Yüce Allah buyurur ki:
Anlamı: “Hak geldi, bâtıl yok oldu. Zaten bâtıl yok olmaya mahkûmdur.” (El İsra’/81)
Hakikat, gölgelenmekle yok olmaz. Ama insan, nasihat adı altında sunulan sinsi telkinlerle hakikate kör edilebilir/edilmek istenebilir. “Boş ver”, “sessiz kal”, “büyüklere saygı”, “bir şey deme, düzen bozulmasın” cümleleri nice ihanetin, nice adaletsizliğin, nice zulmün üstünü örtmüştür. Bu kimseleri zulmün aparatı olarak kullanıyorlardır. Hakikate düşmanlık, her zaman bağırarak olmayabilir; bazen öğüt/nasihat kisvesiyle de sessizce sokuşturulur.
Sinsi Nasihatin Tehlikesi
İnsanların hakikatleri bilmesine rağmen vicdanları susturulmak istendiğinde, önce dillerini sustururlar.

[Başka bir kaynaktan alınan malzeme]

PR #2252, opened 2026-09-01
avnd: consume impulses on the GFX node path like the CPU path does

jcelerier:
## Problem

An Avendish texture/GPU node with a `halp::val_port<"Bang", std::optional<halp::impulse>>` input sees the impulse **on every tick** after the first one: the GFX path (`CpuFilterNode` / `GpuNode` / `GpuComputeNode`) applies controls from the execution engine's `score::gfx::Message` through `GpuProcessIns` and never resets them, whereas the CPU path clears one-shot values in `oscr::process_after_run` after the processor ran. `GpuProcessIns` also deduplicates messages by value, which is right for stateful controls but would drop a second impulse equal to the previous one.

Found while wiring the `Trigger` / `Build` impulses of the StreamDiffusion node (score-addon-librediffusion): one press of `Build` restarted the engine build every tick, forever.

## Fix (mirrors the CPU path)

- `GpuProcessIns`: optional-valued ports are events — applied once per execution message (the same message is handed to the renderer several times between ticks: `init`, `update`, every frame), never deduplicated by value.
- `GpuControlIns::clearControlIn` resets those ports after the processor ran; called from the three renderers after `operator()` / `dispatch()` / the render pass, next to `processControlOut`.

Stateful controls are untouched (same dedup as before).

## Validation

- Windows, ossia-sdk clang 22, CI flags (`-DOSSIA_SDK -DCMAKE_UNITY_BUILD=1 -DOSSIA_STATIC_EXPORT=1 -DSCORE_DEPLOYMENT_BUILD=1`): `score_plugin_avnd` and `score_addon_librediffusion` build clean.
- Behaviour traced against `gfx_exec_node::run` (an impulse inlet's slot is filled only on the tick it arrives) and `oscr::process_after_run`.

https://claude.ai/code/session_01SV6BNsGfa18QxBcaaWoe7m

### DIFF
--- a/src/plugins/score-plugin-avnd/Crousti/CpuAnalysisNode.hpp
+++ b/src/plugins/score-plugin-avnd/Crousti/CpuAnalysisNode.hpp
@@ -153,6 +153,7 @@ struct GfxRenderer<Node_T> final
     // Run the processor
     if_possible(state->runInitialPasses(renderer, commands, res, edge));
     if_possible((*state)());
+    parent.clearControlIn(*state);
 
     // Copy the data to the model node
     parent.processControlOut(*this->state);
--- a/src/plugins/score-plugin-avnd/Crousti/CpuFilterNode.hpp
+++ b/src/plugins/score-plugin-avnd/Crousti/CpuFilterNode.hpp
@@ -226,6 +226,7 @@ struct GfxRenderer<Node_T> final
     // Run the processor
     if_possible(state->runInitialPasses(renderer, commands, res, edge));
     if_possible((*state)());
+    parent.clearControlIn(*state);
 
     // Upload output buffers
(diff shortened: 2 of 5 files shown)


jcelerier:
Follow-up commit 0c3d845f30 adds the same `clearControlIn` to `CpuAnalysisNode.hpp` (the texture-in / value-out renderer, e.g. FastVLM), which the first commit missed.

One known asymmetry left as-is: on `CustomGpuNode` / `GpuComputeNode` the controls are applied in `runInitialPasses` / `runCompute`, i.e. after the node's `update()` ran, and are cleared at the end of the same frame — so an optional-valued input is observable by `dispatch()` but never by `update()`. No node in score or the avendish examples uses an optional-valued input on those two paths today; if one appears, applying the controls in `update()` (as `CpuFilterNode` does) is the consistent fix.

PR #2276, opened 2026-09-13
ci: let the AppImage build run outside the CI runner's assumptions

jcelerier:
Three small things in `ci/appimage.build.sh`, all found while reproducing the official AppImage build for the 3.9 release validation on a developer machine. None changes what CI does today; they stop the script from breaking the moment it runs anywhere else.

### `BUILD_FOLDER` was hardcoded

`export BUILD_FOLDER=/tmp/build` cannot work where `/tmp` is a small tmpfs — here it is a 32 GB tmpfs with 2.8 GB free. Now `${BUILD_FOLDER:-/tmp/build}`, so a caller can relocate it.

### …and then ignored again

The `appimagetool` invocation passed the literal `/tmp/build/score.AppDir` while every other line goes through the `build` symlink. So relocating the build folder got all the way through compiling score and then died in packaging with

```
Error: no such file or directory: /tmp/build/score.AppDir
```

### The chown could not work, and hid that it hadn't

```sh
sudo chown -R "$(whoami)" "$BUILD_FOLDER" 2>/dev/null || chown -R "$(whoami)" "$BUILD_FOLDER" 2>/dev/null || true
```

Under rootless docker (the self-hosted runner) the files are already ours; on a GitHub-hosted runner passwordless `sudo` works. With **rootful docker and a password-protected sudo** — an ordinary developer box — both arms fail and `|| true` swallows it. The six following `cp`/`sed` commands into the AppDir then all fail with `Permission denied`, the script keeps going, and the first visible symptom is `appimagetool` reporting `Could not symlink .DirIcon` much later.

Doing the chown from a container needs no sudo in either mode — being in the `docker` group is already root-equivalent — and behaves identically under rootless docker. It is also no longer allowed to fail quietly.

Verified by building the 3.9 AppImage end to end with these changes: 2576 targets including all 27 in-tree add-ons, `--version` → `score 3.9.0`.

### Adjacent, not changed here

`cmake/Deployment/Linux/AppImage/Dockerfile.llvm` clones `jcelerier/cninja` unpinned at image-build time. Nothing is broken today (cninja has not moved since 2025-03-02) and the self-hosted runner's warm layer cache hides it, but a cold cache on a new runner would silently pick up whatever master is at that moment. Worth pinning a tag or sha.


jcelerier:

Issue #10, opened 2015-05-26
state machine crashes when background is selected


nvuaille:
On 'dev' branch.
- launch i-score.
- click outside the main box (e.g.  in the area at the bottom). The border should disappear.
- then try to change edition mode (e.g. from select to move)
- SEGFAULT

0   QMetaObject::activate(QObject_, int, int, void__)   /home/nicolas/Qt/5.4/gcc_64/lib/libQt5Core.so.5     0x7ffff6518d66  
1   ScenarioStateMachine::exitState moc_ScenarioStateMachine.cpp    230 0x7fffd84a0e8d  
2   ScenarioStateMachine::changeTool    ScenarioStateMachine.cpp    155 0x7fffd840b361  
3   ScenarioControl::<lambda()>::operator()(void) const ScenarioControl.cpp 324 0x7fffd8423154  
4   QtPrivate::FunctorCallQtPrivate::IndexesList<, QtPrivate::List<>, void, ScenarioControl::makeToolbars()::<lambda()>>::call(ScenarioControl::<lambda()>, void *_)  qobjectdefs_impl.h  494 0x7fffd8426d87  
5   QtPrivate::FunctorScenarioControl::makeToolbars()::<lambda(), 0>::callQtPrivate::List<, void>(ScenarioControl::<lambda()> &, void _, void *_)   qobjectdefs_impl.h  551 0x7fffd8426a1a  
6   QtPrivate::QFunctorSlotObjectScenarioControl::makeToolbars()::<lambda(), 0, QtPrivate::List<>, void>::impl(int, QtPrivate::QSlotObjectBase _, QObject *, void *_, bool _) qobject_impl.h  192 0x7fffd8426595  
7   QMetaObject::activate(QObject_, int, int, void**)   /home/nicolas/Qt/5.4/gcc_64/lib/libQt5Core.so.5     0x7ffff65191d5  
8   QAction::triggered(bool)    /home/nicolas/Qt/5.4/gcc_64/lib/libQt5Widgets.so.5      0x7ffff73826b2  
9   QAction::activate(QAction::ActionEvent) /home/nicolas/Qt/5.4/gcc_64/lib/libQt5Widgets.so.5      0x7ffff73844d7  
10  ??  /home/nicolas/Qt/5.4/gcc_64/lib/libQt5Widgets.so.5      0x7ffff748e8c5  
[...]

PR #2277, opened 2026-09-13
flatpak: reconcile the in-repo manifest with flathub

jcelerier:
The in-repo flatpak and `flathub/io.ossia.score` have drifted in **both** directions since flathub PR #10 established the design that the `modules/` yamls are shared and only the `sources:` block differs. This brings them back together, on top of a full build. `modules/` is now name-for-name identical to flathub's, and the manifest diff against the prepared flathub version is exactly the `sources:` block and nothing else.

Built and run: `ossia-score --version` → `score 3.9.0`; `--no-gui` with `QT_QPA_PLATFORM=offscreen` starts, registers QML types, loads Pd, and stays up.

## Taken from flathub (we were behind)

| | before | after |
|---|---|---|
| `org.freedesktop.LinuxAudio.Plugins` | `24.08` | `25.08` |
| `merge-dirs` | `vst;vst3;lv2` | `vst;vst3;lv2;clap` |
| plug-in paths | `VST_PATH`/`VST3_PATH` via `finish-args` | all four exported from the run script, incl. `CLAP_PATH` |
| C compiler | `CXX` only | `CC` too |

**CLAP plug-ins were not merged into the extension directory at all**, and `CLAP_PATH` was never set — so the flatpak could not see them. flathub's PR #9 ("force clang as C compiler for uniformity") was merged there and never mirrored here, so C sources were building with the runtime's default compiler.

## Modules the runtime already provides

Dropped `abseil-cpp`, `avahi`, `libsamplerate`, and an `fmtlib.yaml` **no manifest ever referenced**. The 6.10 runtime ships absl 20250512, avahi-client 0.8, samplerate 0.2.2 and fmt 11.2.0 — this is what flathub PR #20 already did.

Çünkü konuşan bir vicdan, haksızlıkların en büyük düşmanıdır. “Sen konuşma”, “Zaten bir şey değişmez”, “Sen de huzuru bozma” diyerek susturulan nice insan, sonunda kendine bile yabancı hale gelir. Hakkı dile getirmemek, zalime güç kazandırır. Hatta öyle enteresan enstantaneler yaşanır ki, önceden haksızlığa karşı susmayan diller bağlanır, gözlere perde çekilir ve maalesef ama maalesef maddi çıkarların uçuran mutluluğuyla kötürüm edilir.
Peygamber Efendimiz Aleyhisselamın şöyle buyurduğu rivayet edilir:
Manası: “Sizden kim bir kötülük görürse onu eliyle değiştirsin. Buna gücü yetmezse diliyle değiştirsin. Buna da gücü yetmezse kalbiyle buğz etsin. Bu ise imanın en zayıf derecesidir.” (Hadis-i Şerif, Sahih Müslim)

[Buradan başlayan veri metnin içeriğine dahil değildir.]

PR #2284, opened 2026-09-16
gris: VBAP and MBAP spatialisation from SpatGRIS as a native process

edumeneses:
This draft brings the two amplitude-panning algorithms of SpatGRIS, the spatialisation server developed by the Groupe de recherche en immersion spatiale (GRIS, Université de Montréal), into score as a single native audio process. The goal is to spatialise sources over large loudspeaker arrays directly on the timeline (we run a 93-speaker dome and a 97-speaker cube at the Société des arts technologiques), with source positions arriving as ordinary control inlets rather than through an external OSC-driven application.

## What it adds

- `src/plugins/score-plugin-gris`, an in-tree plugin providing one process: N audio inputs, M audio outputs, both Vector Base Amplitude Panning (VBAP) and Matrix-Based Amplitude Panning (MBAP) resident, with the algorithm selectable per source at run time (the shape SpatGRIS itself uses in its hybrid mode).
- Per-source inlets for position (`vec3f`), azimuth span, zenith span and algorithm; a global gain-interpolation control; a source count that is changed through an undoable command, so cables and automations on existing sources survive when the count grows.
- A speaker-setup port whose editor is a table (following `Gfx::Images::ImageListChooser`): it reads the three speaker-setup XML variants SpatGRIS has written over the years (legacy `SPEAKER_SETUP`, the intermediate `SpeakerSetup/Ring/Speaker` form, and the current v4 ValueTree with nested `SPEAKER_GROUP` and yaw/pitch/roll), and writes the current one back, so setups round-trip with SpatGRIS.
- Gain smoothing inside the audio loop, as upstream does it: a per-(source, speaker) ramp interleaved with the multiply, linear or first-order, so moving sources do not zipper.

## What it deliberately leaves out

Mute/solo, direct outs, master gain, per-speaker high-pass, recording and the OSC input are not ported; score's mixer and device tree already provide them. HRTF/binaural and stereo reduction are out of scope because they cannot be expressed as a gain matrix (and are being rewritten upstream). The applier is factored as a free function over a gain matrix, so a gain vector computed elsewhere (DBAP, GBAP, an external inlet) could be fed through the same interpolation later without a refactor.

## Provenance and licence

The gain computers in `Gris/Algo/` are ports of `sg_vbap.cpp` and `sg_mbap.cpp` from AlgoGRIS (Gaël Lane Lépine, Samuel Béland, Olivier Bélanger and Nicolas Masson; GPLv3, as score is), rewritten without JUCE: only `SpeakerSetupIO` touches Qt, through `QXmlStreamReader`. The algorithms were verified against a standalone harness: the Satosphère dome, the SAT studio cube, the binaural default and a 16-speaker ring all parse, spatialise, and round-trip through the writer, and a source placed on a speaker comes out loudest on that speaker (unity gain for VBAP).

## Status and open questions

The `Gris/Algo` layer is tested; the score-facing layer (model, executor, inlet, inspector) is compiling for the first time as this draft is opened, so expect fix-ups. Two things I would like your view on, @jcelerier:

1. The documentation describes a `matrix` process and a GBAP process, with working example scores, but I could not find either in master or in avendish. If they exist somewhere, the applier here should probably become that node instead.
2. Whether this belongs in-tree or as an addon, and whether a thin Avendish object over the same `Gris/Algo` engine (for a standalone or plug-in build) would be welcome alongside it.

https://claude.ai/code/session_01341ZRRMM5j8eLPieQ53Np8


jcelerier:
Is it possible to put this in this repo and continue this PR  instead - the repo is called "GBAP" but is more realistically "spatialization tools" :  https://github.com/ossia/GBAP/pull/33

jcelerier:
Also for vbap did you check against the Faust VBAP that score already supports ? (need to install abclib from the package manager)

edumeneses:
The plan was to use SpatGRIS' implementation to switch on the fly between VBAP/MBAP. I would like to keep our current workflow and also take advantage of the speaker setup that needs to be implemented for MBAP.

On https://github.com/ossia/GBAP, we can move there, but if we're doing all sound spatialization there, can we rename it?

jcelerier:
there's also http://github.com/ossia/score-addon-spat which uses https://github.com/leomccormack/Spatial_Audio_Framework ; maybe all of this can be merged and finalized :D 

> take advantage of the speaker setup that needs to be implemented for MBAP.

that's what GBAP#33 adds :D

edumeneses:
Ok, but I am proposing an audio process. The workflow I imagine is to have the "audio_spatializator" process at the end of the audio chain right before sending the audio objects to the score output channels.

The GBAP process doesn't currently work with audio. I would be more inclined to merge what I did here with [score-addon-spat](https://github.com/ossia/score-addon-spat) and keep old GBAP as a legacy process. We can then maintain a single spat addon that benefit from AlgoGRIS future developments. 

Only caveat is that for now there are diffs on AlgoGRIS to make it JUCE-free for my process. Ideally, AlgoGRIS should be JUCE-free by default and we could consume it directly. The cleaning process, if done on our end, will require extra work when AlgoGRIS gets an update we want to downstream.

BTW, the current version of GBAP outputs only zeros on the array (tested on my Ubuntu 26.04 using latest score build at the time of this message). I would like to confirm with another user testing it before open an issue.

jcelerier:
@bltzr can you check for GBAP?

PR #53, opened 2019-02-26
Fix format warnings of type 'pid_t'

Low-power:
Solaris has defined type `pid_t` as `long int` on 32-bit platforms, so using `%d` in a format string for `pid_t` will cause a compiler warning about the type mismatch.


boazsegev:
Interesting! Thanks for the PR 👏🏻☺️🙏🏻

Question... wouldn't `long int` have a higher range? how high do Solaris process number go?

Maybe we should change the printout upwards (use `%zd` and cast all `pid_t` to `ssize_t`)...?

Low-power:
Nope, `long int` has same size with `int` on Solaris i386 (32-bit).

PR #54, opened 2019-02-26
Fix a possible unreleased lock in function block_new

Low-power:
When that allocation failed.


boazsegev:
Nice catch!
☺️🙏🏻🙏🏻👍🏻👏🏻👏🏻👏🏻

Dikkat edin kıymetli dostlar, bu hadis nasihatin çerçevesini de çizer: Kötülüğe karşı susmak bir nasihat değil, acizliktir. Hele ki bu suskunluk, düzenin bozulmaması bahanesiyle sunuluyorsa, bu artık gaflet değil, ihanettir.
Zulme Nasihatle Rıza Olamaz
Zalim, kendi zulmünü sürdürmek için sessiz bir topluma ihtiyaç duyar. Bu nedenle hakikate kör baktıracak nasihatleri çoğaltır. “Bırak Allah versin cezalarını”, “Sen karışma”, “Senin işin değil”, “Hocandan daha mı iyi bileceksin” türevi cümleler, aslında zalimin zırhıdır. Çünkü her nasihat, sahibinin niyetini taşır.
Birçok büyük zâtın da bizlere tavsiye ettiği gibi; “Haksızlık karşısında susan, dilsiz şeytandır.” sözünü bizler de kararlılıkla hayatımızda tatbik etmemiz gerekmektedir. Çünkü bu aynı zamanda bir onur, bir şeref ve hakikatin tarafgiri olmaktır.
Bugün bazı çevreler, menfaatleri zarar görmesin diye haksızlıkları görmezden gelmeyi öğütlüyor ya da sessizliğe bürünüp yalanlara, dolanlara ortak oluyor. Bir kısmı korkudan, bir kısmı ise koltuğundan ayrılmamak için hakikate sırt çeviriyorlar. Bu sinsi oyunlar, “nasihat” diye pazarlanmaktadır. Oysa nasihat, doğruyu söylemektir; yanlışın üstünü örtmek değil.
Hakikat Üstünü Örtenleri Tarih Unutmaz/Affetmez
Tarih boyunca nice kavimler, nice topluluklar hakikate kör baktıran “öğütçüler” yüzünden helak olmuştur. Kimisi sustuğu için, kimisi yanlışın yanında durduğu için. Hakikat bir kez örtülmeye başlandığında, artık orada adalet değil, çıkarlar konuşur. Vicdanlar değil, korkular belirleyici olur.
Anlamı: “Onlar, Allah’ın indirdiği kitabın bir kısmını gizlerler ve onu az bir bedel karşılığında satarlar. Yazıklar olsun onlara!” (El Bakara/174)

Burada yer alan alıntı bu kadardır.